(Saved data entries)
=-=-=

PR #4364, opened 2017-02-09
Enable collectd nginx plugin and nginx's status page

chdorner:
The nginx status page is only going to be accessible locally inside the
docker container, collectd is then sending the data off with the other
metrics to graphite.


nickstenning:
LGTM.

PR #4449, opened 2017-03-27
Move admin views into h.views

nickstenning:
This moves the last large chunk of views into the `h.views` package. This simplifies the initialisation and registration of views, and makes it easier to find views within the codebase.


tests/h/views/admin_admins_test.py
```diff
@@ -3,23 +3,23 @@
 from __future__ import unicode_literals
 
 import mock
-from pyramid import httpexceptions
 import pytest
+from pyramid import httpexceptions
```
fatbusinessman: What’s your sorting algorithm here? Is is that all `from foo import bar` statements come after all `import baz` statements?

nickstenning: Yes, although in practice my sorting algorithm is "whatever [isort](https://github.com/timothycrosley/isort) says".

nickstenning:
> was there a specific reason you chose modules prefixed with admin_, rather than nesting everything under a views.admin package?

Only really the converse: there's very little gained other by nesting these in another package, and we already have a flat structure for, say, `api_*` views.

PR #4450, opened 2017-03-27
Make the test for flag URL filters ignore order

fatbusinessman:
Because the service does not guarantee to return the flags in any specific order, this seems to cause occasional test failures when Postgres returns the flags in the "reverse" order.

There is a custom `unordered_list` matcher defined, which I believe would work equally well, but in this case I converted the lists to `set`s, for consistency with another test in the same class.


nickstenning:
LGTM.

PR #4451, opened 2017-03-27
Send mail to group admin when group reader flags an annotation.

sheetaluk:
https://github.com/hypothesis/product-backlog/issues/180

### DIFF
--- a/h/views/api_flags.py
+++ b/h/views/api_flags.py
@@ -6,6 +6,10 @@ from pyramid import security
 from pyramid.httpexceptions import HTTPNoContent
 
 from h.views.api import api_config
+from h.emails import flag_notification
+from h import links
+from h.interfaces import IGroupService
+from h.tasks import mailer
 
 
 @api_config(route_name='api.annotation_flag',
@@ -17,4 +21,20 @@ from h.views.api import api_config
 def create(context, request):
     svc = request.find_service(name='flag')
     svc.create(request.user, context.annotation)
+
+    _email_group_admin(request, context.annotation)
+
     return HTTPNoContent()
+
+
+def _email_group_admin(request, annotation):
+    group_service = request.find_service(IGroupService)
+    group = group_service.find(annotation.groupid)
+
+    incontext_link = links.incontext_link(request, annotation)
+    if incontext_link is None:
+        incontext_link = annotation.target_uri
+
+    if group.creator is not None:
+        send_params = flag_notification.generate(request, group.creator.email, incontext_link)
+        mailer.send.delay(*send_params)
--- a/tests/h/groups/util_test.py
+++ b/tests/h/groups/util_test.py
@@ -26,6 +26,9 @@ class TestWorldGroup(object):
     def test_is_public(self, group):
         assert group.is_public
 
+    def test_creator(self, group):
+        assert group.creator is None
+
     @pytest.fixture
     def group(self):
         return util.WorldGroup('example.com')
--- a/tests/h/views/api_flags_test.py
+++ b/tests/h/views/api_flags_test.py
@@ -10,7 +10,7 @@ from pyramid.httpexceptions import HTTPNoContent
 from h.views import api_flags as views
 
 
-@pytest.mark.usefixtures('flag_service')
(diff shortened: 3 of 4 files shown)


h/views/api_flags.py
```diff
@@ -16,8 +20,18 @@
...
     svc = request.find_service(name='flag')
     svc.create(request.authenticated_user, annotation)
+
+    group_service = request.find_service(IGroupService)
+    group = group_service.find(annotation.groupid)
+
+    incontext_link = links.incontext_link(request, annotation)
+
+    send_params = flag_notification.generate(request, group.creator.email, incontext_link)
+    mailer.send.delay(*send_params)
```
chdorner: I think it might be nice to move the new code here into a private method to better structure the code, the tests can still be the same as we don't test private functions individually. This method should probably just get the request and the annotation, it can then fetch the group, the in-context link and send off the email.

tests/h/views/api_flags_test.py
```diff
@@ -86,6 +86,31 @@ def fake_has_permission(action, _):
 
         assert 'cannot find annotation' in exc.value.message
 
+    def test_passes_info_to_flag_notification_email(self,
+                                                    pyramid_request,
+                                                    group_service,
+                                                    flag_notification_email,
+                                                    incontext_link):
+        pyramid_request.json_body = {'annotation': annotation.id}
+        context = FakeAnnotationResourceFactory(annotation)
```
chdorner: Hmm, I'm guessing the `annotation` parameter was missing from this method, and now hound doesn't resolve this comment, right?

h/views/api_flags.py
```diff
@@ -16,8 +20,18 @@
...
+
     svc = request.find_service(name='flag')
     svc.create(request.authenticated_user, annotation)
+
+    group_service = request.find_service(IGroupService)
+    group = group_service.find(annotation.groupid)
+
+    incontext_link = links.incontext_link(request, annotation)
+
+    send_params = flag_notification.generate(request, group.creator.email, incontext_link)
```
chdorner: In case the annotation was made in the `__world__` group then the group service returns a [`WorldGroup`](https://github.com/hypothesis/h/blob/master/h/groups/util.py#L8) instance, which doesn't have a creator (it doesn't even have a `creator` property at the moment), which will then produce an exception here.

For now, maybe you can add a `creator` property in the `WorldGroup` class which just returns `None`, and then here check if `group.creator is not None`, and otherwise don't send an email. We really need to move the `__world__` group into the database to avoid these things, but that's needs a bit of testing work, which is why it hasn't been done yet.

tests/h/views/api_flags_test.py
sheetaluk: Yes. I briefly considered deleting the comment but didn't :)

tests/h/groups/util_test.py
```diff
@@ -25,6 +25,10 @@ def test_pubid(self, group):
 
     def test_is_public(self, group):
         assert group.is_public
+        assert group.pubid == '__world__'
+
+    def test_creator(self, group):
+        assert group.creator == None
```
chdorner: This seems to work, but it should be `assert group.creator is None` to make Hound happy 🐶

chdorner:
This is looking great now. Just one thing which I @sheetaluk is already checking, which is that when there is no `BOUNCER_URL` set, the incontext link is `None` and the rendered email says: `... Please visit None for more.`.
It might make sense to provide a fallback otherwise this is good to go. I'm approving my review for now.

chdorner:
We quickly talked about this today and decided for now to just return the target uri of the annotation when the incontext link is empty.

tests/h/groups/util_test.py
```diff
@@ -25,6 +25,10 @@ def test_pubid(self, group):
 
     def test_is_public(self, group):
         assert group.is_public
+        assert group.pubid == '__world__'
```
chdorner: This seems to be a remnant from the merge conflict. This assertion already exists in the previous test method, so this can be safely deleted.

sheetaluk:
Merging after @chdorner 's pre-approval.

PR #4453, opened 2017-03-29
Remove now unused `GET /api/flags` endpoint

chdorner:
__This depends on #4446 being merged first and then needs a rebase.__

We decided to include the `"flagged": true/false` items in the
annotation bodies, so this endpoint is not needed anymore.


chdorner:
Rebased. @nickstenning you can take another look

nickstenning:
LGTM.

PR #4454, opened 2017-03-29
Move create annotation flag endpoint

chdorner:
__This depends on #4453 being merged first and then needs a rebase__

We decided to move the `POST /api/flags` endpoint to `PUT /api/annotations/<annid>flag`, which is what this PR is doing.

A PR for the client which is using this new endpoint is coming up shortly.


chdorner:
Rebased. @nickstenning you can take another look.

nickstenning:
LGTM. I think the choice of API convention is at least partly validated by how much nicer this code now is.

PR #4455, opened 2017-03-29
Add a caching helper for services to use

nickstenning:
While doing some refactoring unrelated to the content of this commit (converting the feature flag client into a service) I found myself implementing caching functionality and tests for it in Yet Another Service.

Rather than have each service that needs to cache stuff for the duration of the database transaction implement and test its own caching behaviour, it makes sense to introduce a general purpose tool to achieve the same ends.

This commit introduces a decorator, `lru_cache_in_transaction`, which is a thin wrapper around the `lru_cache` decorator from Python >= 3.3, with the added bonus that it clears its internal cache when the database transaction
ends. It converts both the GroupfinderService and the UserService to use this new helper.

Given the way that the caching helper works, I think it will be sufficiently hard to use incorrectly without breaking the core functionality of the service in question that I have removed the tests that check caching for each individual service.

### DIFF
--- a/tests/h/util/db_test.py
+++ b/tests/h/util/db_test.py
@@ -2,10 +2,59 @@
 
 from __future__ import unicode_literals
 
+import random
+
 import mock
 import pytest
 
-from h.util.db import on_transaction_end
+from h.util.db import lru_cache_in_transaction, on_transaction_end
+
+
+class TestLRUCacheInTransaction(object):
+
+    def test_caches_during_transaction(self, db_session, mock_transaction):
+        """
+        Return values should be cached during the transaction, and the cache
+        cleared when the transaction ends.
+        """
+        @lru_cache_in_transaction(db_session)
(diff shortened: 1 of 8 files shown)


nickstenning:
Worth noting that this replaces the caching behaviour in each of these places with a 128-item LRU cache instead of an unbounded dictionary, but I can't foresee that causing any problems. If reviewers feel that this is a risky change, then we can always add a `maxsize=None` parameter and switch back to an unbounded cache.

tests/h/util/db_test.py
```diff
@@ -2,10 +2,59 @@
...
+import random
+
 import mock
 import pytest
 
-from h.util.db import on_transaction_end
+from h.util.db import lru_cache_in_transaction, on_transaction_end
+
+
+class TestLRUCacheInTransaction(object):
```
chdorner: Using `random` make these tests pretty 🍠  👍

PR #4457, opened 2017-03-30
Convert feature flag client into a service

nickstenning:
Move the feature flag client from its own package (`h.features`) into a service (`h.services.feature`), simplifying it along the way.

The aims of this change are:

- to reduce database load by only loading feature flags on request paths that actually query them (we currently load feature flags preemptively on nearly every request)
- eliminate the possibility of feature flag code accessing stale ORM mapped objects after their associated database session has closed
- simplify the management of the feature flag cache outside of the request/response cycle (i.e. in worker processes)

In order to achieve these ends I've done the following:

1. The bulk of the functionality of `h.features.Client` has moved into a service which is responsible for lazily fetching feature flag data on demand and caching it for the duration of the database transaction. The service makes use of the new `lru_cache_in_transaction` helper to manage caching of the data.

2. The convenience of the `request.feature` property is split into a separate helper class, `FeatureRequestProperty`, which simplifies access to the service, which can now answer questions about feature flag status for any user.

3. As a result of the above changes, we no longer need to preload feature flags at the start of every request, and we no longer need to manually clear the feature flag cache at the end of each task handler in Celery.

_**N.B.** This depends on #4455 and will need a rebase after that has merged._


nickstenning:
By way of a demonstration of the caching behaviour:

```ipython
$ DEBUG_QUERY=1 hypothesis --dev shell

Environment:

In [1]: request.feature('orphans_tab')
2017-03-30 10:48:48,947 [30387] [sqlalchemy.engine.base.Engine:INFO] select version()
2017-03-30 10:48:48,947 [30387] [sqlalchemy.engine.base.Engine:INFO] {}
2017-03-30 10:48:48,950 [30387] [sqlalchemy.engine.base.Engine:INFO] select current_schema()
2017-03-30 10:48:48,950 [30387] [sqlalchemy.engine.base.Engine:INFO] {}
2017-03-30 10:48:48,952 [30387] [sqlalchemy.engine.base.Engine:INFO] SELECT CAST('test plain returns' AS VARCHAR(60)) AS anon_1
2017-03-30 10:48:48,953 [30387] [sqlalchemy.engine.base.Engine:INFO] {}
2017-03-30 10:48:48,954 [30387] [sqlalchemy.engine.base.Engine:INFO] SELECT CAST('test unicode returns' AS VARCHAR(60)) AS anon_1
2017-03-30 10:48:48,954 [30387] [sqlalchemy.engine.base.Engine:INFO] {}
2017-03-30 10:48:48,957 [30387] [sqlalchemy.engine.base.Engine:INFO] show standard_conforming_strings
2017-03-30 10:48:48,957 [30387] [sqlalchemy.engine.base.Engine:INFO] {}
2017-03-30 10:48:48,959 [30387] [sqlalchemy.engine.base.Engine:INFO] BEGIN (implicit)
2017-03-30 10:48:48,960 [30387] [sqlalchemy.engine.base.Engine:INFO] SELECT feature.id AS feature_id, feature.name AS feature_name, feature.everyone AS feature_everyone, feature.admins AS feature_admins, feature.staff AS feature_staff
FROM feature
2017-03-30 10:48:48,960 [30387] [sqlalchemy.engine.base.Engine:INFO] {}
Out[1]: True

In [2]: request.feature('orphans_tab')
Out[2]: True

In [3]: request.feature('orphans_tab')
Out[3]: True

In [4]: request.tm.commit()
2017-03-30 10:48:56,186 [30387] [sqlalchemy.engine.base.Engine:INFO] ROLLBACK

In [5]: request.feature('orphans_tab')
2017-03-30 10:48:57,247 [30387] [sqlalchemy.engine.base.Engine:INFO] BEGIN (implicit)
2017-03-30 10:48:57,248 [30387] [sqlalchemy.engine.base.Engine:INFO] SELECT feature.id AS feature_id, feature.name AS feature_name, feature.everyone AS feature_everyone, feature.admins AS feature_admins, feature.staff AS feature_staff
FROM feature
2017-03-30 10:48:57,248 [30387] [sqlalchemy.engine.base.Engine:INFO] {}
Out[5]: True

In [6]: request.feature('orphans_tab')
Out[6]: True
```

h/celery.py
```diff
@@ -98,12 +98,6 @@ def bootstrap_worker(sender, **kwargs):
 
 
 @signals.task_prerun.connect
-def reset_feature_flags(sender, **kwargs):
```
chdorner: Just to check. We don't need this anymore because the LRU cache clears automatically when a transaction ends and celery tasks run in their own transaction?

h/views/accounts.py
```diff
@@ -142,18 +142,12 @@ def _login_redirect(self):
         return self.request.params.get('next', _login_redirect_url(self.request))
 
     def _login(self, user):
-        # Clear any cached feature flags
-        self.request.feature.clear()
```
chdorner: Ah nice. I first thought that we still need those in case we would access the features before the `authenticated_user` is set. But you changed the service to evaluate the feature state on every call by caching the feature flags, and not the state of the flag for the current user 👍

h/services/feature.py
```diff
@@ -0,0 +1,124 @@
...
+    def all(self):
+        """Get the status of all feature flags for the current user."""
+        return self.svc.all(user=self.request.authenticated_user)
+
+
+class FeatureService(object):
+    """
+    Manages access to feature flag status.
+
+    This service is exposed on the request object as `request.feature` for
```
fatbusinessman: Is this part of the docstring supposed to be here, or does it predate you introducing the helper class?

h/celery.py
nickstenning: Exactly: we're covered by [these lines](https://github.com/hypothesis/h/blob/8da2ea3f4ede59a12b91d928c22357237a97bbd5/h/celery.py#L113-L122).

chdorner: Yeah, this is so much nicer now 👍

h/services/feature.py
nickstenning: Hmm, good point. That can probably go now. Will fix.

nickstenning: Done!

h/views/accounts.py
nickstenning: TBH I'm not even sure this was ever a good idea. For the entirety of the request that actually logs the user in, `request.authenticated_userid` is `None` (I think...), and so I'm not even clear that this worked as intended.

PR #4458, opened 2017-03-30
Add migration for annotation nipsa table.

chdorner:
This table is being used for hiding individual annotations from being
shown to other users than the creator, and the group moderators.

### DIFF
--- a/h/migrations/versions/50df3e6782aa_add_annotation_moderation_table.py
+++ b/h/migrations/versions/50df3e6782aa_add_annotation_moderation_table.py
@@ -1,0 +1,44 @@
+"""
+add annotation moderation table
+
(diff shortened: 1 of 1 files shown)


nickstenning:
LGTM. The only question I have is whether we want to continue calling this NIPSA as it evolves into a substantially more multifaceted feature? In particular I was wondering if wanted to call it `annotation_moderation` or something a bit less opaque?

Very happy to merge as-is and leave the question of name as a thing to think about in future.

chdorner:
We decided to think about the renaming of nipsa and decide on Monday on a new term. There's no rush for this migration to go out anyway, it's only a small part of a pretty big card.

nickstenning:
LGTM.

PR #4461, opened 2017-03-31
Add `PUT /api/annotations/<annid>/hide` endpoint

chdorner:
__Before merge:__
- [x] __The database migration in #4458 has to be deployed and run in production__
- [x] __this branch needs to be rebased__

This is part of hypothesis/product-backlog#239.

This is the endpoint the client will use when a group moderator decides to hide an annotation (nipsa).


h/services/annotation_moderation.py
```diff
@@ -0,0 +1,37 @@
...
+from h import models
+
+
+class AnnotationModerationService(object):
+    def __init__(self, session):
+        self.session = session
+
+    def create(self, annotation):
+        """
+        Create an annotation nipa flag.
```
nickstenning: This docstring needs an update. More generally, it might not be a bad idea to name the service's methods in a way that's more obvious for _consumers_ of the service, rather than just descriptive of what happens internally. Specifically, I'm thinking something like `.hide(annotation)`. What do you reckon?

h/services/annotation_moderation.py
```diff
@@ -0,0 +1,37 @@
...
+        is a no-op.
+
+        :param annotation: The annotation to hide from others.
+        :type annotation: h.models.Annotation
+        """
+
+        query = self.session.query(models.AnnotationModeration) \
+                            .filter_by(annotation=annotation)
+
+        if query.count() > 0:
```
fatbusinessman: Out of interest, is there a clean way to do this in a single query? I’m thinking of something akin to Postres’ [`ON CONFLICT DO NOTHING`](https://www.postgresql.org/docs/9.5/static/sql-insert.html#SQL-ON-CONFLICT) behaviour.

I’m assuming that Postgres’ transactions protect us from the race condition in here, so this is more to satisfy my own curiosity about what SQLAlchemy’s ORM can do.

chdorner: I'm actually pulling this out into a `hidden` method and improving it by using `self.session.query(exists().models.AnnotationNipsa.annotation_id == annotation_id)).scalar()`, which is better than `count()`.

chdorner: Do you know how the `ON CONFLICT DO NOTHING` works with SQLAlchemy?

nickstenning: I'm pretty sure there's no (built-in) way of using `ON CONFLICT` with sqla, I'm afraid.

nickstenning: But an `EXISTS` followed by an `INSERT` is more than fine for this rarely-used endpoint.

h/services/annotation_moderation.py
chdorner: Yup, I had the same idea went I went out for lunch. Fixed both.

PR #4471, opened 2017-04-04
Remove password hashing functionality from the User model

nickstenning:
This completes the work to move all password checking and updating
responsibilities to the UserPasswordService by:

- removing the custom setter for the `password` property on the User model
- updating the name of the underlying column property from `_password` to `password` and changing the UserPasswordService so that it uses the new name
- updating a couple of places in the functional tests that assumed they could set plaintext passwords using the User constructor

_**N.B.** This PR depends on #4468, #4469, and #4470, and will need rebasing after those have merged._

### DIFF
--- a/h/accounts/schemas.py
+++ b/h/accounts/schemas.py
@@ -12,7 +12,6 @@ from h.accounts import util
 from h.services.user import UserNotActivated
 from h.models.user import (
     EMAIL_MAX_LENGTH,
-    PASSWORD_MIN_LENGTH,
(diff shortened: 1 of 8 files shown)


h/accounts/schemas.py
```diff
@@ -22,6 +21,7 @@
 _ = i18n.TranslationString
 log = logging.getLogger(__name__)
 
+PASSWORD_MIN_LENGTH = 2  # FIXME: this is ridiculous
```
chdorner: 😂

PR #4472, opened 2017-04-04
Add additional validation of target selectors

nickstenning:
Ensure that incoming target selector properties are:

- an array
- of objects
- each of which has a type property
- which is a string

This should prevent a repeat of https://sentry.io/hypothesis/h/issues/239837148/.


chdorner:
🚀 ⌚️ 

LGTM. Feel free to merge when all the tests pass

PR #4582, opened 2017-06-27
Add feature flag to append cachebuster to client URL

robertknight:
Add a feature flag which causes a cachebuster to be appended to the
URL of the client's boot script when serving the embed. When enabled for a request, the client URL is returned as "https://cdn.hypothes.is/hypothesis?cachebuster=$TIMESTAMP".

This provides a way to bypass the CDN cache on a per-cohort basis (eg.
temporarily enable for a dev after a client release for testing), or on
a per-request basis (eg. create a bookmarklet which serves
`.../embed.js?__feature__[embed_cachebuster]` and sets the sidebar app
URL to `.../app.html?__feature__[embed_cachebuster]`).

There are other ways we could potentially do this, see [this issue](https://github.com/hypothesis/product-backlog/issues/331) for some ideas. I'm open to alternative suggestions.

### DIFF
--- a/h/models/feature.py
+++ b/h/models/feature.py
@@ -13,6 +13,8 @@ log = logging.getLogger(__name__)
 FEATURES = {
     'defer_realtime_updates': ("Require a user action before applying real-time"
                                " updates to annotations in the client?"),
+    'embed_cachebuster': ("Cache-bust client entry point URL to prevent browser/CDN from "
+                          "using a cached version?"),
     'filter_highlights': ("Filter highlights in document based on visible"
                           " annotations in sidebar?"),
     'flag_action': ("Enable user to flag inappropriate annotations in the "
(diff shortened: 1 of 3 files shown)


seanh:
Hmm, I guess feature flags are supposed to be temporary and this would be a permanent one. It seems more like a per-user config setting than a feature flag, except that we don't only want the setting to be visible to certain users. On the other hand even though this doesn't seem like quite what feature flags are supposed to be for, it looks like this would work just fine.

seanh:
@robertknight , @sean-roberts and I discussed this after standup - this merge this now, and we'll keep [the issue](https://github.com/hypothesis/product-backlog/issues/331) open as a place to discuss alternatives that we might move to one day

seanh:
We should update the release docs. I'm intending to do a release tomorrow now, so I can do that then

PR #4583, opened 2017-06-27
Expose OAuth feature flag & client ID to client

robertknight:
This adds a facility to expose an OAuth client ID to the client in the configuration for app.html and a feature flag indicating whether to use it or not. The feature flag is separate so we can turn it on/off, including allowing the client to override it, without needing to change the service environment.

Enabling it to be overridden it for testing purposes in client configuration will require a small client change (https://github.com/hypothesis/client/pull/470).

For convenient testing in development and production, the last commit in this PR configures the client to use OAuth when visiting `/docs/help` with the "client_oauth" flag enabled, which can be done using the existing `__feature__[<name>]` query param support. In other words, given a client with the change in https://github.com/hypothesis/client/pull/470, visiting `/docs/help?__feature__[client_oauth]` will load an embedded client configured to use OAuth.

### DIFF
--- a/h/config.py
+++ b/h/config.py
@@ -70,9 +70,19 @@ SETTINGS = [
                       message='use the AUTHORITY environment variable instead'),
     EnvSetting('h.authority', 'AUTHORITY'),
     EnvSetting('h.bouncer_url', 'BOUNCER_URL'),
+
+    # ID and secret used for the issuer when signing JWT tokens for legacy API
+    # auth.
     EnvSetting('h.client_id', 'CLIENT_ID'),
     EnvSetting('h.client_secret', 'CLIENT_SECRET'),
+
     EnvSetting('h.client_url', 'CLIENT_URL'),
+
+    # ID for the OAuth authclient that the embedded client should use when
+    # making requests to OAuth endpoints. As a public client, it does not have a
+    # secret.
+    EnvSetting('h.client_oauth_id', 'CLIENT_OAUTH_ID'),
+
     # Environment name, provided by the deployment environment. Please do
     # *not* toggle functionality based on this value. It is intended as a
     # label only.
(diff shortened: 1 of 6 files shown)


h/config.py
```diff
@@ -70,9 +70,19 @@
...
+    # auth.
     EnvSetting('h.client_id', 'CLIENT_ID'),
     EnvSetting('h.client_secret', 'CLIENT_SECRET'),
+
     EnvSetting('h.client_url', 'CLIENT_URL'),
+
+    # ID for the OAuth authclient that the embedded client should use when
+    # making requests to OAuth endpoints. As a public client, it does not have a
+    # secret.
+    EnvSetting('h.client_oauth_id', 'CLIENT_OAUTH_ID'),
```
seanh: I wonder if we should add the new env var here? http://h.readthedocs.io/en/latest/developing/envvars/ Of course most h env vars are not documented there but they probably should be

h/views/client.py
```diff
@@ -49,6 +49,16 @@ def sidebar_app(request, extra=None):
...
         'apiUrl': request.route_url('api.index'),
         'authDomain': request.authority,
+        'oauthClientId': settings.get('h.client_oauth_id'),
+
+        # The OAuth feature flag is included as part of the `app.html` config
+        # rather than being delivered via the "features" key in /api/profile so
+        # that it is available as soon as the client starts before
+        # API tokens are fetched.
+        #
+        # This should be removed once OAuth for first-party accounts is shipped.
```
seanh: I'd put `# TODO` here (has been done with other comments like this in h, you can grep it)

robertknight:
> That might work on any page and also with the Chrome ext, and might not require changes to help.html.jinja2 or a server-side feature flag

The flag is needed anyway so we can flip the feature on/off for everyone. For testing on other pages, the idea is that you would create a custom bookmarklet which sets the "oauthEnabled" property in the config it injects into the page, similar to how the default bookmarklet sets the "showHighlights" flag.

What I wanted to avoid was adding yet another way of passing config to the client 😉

=-=-=

Work order. The result should be every line that contains "type", copied from the entries.

Solution for this exercise.
+        :type annotation: h.models.Annotation
- each of which has a type property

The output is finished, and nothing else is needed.